What is being asked:
Return verbatim the portion of the material below that starts at the line containing "throwStoreDoesNotExist(clusterName, regularStoreName);" and ends at its last line.

Exercise data:
PR #666, opened 2023-09-25
[controller] Create meta store RT topic before writing meta store up…

lluwm:
…dates

In function `setUpMetaStoreAndMayProduceSnapshot`, one of the steps is to update a store flag and the store update operation needs to write to the meta store's rt topic. However, the RT topic is created later in the same function, thus causing errors in writing the update.

To fix the issue, this change move the RT topic creation before writing meta store updates.

## How was this PR tested?
CI

### DIFF
--- a/services/venice-controller/src/main/java/com/linkedin/venice/controller/VeniceHelixAdmin.java
+++ b/services/venice-controller/src/main/java/com/linkedin/venice/controller/VeniceHelixAdmin.java
@@ -7416,6 +7416,10 @@ public class VeniceHelixAdmin implements Admin, StoreCleaner {
       throwStoreDoesNotExist(clusterName, regularStoreName);
     }
 
+    // Make sure RT topic exists before producing. There's no write to parent region meta store RT, but we still create
+    // the RT topic to be consistent in case it was not auto-materialized
+    getRealTimeTopic(clusterName, VeniceSystemStoreType.META_STORE.getSystemStoreName(regularStoreName));
+
     // Update the store flag to enable meta system store.
     if (!store.isStoreMetaSystemStoreEnabled()) {
       storeMetadataUpdate(clusterName, regularStoreName, (s) -> {
@@ -7423,10 +7427,6 @@ public class VeniceHelixAdmin implements Admin, StoreCleaner {
         return s;
       });
     }
-
-    // Make sure RT topic exists before producing. There's no write to parent region meta store RT, but we still create
-    // the RT topic to be consistent in case it was not auto-materialized
-    getRealTimeTopic(clusterName, VeniceSystemStoreType.META_STORE.getSystemStoreName(regularStoreName));
 
     Optional<MetaStoreWriter> metaStoreWriter = getHelixVeniceClusterResources(clusterName).getMetaStoreWriter();
     if (!metaStoreWriter.isPresent()) {
--- a/services/venice-controller/src/main/java/com/linkedin/venice/controller/VeniceHelixAdmin.java
+++ b/services/venice-controller/src/main/java/com/linkedin/venice/controller/VeniceHelixAdmin.java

Task response:
       throwStoreDoesNotExist(clusterName, regularStoreName);
     }
 
+    // Make sure RT topic exists before producing. There's no write to parent region meta store RT, but we still create
+    // the RT topic to be consistent in case it was not auto-materialized
+    getRealTimeTopic(clusterName, VeniceSystemStoreType.META_STORE.getSystemStoreName(regularStoreName));
+
     // Update the store flag to enable meta system store.
     if (!store.isStoreMetaSystemStoreEnabled()) {
       storeMetadataUpdate(clusterName, regularStoreName, (s) -> {
@@ -7423,10 +7427,6 @@ public class VeniceHelixAdmin implements Admin, StoreCleaner {
         return s;
       });
     }
-
-    // Make sure RT topic exists before producing. There's no write to parent region meta store RT, but we still create
-    // the RT topic to be consistent in case it was not auto-materialized
-    getRealTimeTopic(clusterName, VeniceSystemStoreType.META_STORE.getSystemStoreName(regularStoreName));
 
     Optional<MetaStoreWriter> metaStoreWriter = getHelixVeniceClusterResources(clusterName).getMetaStoreWriter();
     if (!metaStoreWriter.isPresent()) {
--- a/services/venice-controller/src/main/java/com/linkedin/venice/controller/VeniceHelixAdmin.java
+++ b/services/venice-controller/src/main/java/com/linkedin/venice/controller/VeniceHelixAdmin.java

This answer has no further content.